▶ MATERIAL PROVIDED
╭──
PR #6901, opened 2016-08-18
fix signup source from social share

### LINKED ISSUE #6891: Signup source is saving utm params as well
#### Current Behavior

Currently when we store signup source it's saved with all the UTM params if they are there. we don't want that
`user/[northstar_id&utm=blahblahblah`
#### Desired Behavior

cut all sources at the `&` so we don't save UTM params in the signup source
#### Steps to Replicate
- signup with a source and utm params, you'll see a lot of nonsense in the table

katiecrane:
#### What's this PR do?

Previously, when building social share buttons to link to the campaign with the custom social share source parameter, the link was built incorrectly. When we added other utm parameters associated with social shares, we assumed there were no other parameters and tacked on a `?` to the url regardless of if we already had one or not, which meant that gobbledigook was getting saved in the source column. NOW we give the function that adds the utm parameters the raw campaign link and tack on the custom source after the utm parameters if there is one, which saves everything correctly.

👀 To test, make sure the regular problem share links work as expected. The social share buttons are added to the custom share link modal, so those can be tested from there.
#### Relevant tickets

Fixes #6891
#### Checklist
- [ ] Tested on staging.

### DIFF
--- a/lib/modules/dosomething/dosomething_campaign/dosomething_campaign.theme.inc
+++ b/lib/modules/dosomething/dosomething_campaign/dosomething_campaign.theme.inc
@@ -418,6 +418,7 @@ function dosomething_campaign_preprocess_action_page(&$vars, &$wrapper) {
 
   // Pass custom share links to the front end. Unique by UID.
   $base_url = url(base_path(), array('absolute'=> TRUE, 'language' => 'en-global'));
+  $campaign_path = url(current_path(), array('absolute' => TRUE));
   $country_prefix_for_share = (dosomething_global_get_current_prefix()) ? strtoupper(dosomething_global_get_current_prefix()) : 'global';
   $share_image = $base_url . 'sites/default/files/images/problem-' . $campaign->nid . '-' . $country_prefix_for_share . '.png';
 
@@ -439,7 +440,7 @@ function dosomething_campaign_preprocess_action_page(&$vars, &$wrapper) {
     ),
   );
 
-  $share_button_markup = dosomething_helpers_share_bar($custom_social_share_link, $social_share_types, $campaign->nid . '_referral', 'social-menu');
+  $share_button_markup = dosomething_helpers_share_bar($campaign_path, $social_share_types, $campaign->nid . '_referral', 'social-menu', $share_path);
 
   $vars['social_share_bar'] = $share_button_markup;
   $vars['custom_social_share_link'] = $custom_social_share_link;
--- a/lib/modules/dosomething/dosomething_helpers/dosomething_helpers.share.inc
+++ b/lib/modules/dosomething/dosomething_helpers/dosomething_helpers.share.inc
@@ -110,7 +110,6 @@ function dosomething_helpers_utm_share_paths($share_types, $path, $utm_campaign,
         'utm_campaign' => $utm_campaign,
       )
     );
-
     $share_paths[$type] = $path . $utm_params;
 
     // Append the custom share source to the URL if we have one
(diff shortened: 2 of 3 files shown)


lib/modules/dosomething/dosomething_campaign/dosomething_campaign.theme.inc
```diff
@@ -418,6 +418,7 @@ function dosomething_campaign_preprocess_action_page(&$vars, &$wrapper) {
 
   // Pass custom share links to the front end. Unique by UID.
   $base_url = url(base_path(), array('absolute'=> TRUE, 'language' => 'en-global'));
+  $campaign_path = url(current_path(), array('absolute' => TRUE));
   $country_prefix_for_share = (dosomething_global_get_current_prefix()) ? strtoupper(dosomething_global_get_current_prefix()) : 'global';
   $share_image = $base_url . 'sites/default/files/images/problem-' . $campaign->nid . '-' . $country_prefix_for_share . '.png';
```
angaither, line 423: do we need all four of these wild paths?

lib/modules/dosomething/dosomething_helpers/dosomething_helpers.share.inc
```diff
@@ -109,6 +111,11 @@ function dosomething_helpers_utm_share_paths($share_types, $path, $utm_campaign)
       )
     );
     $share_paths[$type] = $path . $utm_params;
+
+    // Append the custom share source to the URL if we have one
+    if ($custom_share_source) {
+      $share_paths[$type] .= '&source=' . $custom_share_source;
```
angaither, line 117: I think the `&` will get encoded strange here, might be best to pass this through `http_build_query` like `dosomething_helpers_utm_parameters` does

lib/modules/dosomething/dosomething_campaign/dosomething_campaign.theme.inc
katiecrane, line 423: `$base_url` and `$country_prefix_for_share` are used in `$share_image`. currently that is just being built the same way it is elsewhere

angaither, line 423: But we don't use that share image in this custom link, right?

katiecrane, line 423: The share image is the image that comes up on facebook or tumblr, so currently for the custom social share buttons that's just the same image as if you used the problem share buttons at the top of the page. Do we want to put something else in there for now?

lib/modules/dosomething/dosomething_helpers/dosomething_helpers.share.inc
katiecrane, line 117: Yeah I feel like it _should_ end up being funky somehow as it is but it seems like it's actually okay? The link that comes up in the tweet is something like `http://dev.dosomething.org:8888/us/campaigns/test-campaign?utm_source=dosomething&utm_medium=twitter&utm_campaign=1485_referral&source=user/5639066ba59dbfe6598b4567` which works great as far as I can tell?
╰──
╭──
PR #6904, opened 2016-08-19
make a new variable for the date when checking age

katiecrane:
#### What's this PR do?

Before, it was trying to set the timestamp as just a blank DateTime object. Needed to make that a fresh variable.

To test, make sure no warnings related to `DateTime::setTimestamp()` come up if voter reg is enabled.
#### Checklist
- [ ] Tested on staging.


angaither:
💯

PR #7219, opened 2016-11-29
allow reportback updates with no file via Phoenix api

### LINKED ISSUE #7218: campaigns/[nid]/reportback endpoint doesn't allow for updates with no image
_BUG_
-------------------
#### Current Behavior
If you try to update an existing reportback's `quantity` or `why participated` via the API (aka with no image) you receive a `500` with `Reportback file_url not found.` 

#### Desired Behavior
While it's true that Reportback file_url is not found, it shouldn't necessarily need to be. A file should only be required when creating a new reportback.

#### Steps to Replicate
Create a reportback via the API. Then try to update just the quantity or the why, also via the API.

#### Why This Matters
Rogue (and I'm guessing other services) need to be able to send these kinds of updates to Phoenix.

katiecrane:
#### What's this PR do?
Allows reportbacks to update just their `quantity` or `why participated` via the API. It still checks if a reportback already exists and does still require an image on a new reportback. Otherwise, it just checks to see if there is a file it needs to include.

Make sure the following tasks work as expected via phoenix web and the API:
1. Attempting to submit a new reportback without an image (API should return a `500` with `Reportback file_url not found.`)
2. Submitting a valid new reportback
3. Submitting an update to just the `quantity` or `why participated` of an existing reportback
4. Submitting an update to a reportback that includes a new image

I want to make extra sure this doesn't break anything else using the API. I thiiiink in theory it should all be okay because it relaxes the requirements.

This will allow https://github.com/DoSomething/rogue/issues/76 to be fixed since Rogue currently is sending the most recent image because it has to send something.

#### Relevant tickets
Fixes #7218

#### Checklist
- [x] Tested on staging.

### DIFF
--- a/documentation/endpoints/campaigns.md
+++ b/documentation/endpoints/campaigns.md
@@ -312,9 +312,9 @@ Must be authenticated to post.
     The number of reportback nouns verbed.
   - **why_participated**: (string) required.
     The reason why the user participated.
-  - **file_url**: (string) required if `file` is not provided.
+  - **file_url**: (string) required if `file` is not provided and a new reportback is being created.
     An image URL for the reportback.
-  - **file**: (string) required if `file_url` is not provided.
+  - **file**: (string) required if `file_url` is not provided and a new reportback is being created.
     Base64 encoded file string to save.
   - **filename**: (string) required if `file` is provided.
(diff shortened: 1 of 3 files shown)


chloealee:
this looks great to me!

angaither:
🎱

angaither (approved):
╰──
▶ PROMPT
Repeat word for word the lines above that run from the line containing "Allows reportbacks to" through the line containing "The reason why the user participated.", both ends included, and nothing else.

▶ ANSWER SPACE
Allows reportbacks to update just their `quantity` or `why participated` via the API. It still checks if a reportback already exists and does still require an image on a new reportback. Otherwise, it just checks to see if there is a file it needs to include.

Make sure the following tasks work as expected via phoenix web and the API:
1. Attempting to submit a new reportback without an image (API should return a `500` with `Reportback file_url not found.`)
2. Submitting a valid new reportback
3. Submitting an update to just the `quantity` or `why participated` of an existing reportback
4. Submitting an update to a reportback that includes a new image

I want to make extra sure this doesn't break anything else using the API. I thiiiink in theory it should all be okay because it relaxes the requirements.

This will allow https://github.com/DoSomething/rogue/issues/76 to be fixed since Rogue currently is sending the most recent image because it has to send something.

#### Relevant tickets
Fixes #7218

#### Checklist
- [x] Tested on staging.

### DIFF
--- a/documentation/endpoints/campaigns.md
+++ b/documentation/endpoints/campaigns.md
@@ -312,9 +312,9 @@ Must be authenticated to post.
     The number of reportback nouns verbed.
   - **why_participated**: (string) required.
     The reason why the user participated.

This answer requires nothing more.